[Stored records]
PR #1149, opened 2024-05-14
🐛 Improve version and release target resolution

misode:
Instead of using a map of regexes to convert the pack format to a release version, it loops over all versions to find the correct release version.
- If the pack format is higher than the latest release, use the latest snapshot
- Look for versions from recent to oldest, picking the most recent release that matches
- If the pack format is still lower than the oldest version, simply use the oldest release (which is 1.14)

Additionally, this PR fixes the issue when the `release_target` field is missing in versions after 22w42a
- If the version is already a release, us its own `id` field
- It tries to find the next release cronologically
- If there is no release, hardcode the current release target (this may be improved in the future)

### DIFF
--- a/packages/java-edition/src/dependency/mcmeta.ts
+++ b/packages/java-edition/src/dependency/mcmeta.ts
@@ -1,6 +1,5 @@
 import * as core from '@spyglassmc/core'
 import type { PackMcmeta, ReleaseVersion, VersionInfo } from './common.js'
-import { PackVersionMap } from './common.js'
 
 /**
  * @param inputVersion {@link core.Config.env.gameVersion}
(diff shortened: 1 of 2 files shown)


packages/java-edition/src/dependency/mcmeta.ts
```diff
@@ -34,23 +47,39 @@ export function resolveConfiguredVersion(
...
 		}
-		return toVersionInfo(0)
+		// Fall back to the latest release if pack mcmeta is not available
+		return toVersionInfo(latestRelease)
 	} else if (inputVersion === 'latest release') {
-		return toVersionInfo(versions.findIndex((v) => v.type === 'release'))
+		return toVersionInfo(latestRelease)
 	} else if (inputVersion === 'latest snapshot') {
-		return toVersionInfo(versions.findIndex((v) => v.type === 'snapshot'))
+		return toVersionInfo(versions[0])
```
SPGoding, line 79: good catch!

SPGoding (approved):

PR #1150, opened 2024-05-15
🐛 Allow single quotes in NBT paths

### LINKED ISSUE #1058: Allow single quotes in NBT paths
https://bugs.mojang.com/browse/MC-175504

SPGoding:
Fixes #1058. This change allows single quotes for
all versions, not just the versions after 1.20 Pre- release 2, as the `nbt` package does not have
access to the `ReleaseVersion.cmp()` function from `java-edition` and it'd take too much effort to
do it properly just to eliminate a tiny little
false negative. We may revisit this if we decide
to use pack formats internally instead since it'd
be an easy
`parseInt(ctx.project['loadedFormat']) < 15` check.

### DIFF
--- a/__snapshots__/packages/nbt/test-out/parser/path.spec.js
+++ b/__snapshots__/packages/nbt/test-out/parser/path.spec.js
--
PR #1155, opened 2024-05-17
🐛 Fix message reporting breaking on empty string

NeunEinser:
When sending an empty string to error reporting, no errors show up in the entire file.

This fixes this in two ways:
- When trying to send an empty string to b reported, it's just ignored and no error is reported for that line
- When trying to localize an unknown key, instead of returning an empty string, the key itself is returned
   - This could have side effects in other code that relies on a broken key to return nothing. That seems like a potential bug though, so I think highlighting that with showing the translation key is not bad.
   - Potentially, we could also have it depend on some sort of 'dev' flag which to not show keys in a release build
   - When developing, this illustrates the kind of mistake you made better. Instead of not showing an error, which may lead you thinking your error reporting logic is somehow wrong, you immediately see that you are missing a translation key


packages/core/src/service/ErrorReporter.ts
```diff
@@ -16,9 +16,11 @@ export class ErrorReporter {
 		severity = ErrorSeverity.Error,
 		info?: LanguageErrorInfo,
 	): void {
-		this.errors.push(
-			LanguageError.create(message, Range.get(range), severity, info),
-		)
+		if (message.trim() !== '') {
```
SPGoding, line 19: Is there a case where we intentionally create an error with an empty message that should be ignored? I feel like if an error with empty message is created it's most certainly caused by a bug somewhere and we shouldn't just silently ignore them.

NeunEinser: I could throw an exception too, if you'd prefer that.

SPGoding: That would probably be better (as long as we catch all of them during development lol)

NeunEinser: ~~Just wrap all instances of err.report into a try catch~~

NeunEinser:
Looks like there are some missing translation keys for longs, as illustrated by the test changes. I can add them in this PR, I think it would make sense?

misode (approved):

▶ _Work to be completed_:
All lines of the records above that carry the word "type" should be listed.

▶ _Response_:
 import type { PackMcmeta, ReleaseVersion, VersionInfo } from './common.js'
-		return toVersionInfo(versions.findIndex((v) => v.type === 'release'))
-		return toVersionInfo(versions.findIndex((v) => v.type === 'snapshot'))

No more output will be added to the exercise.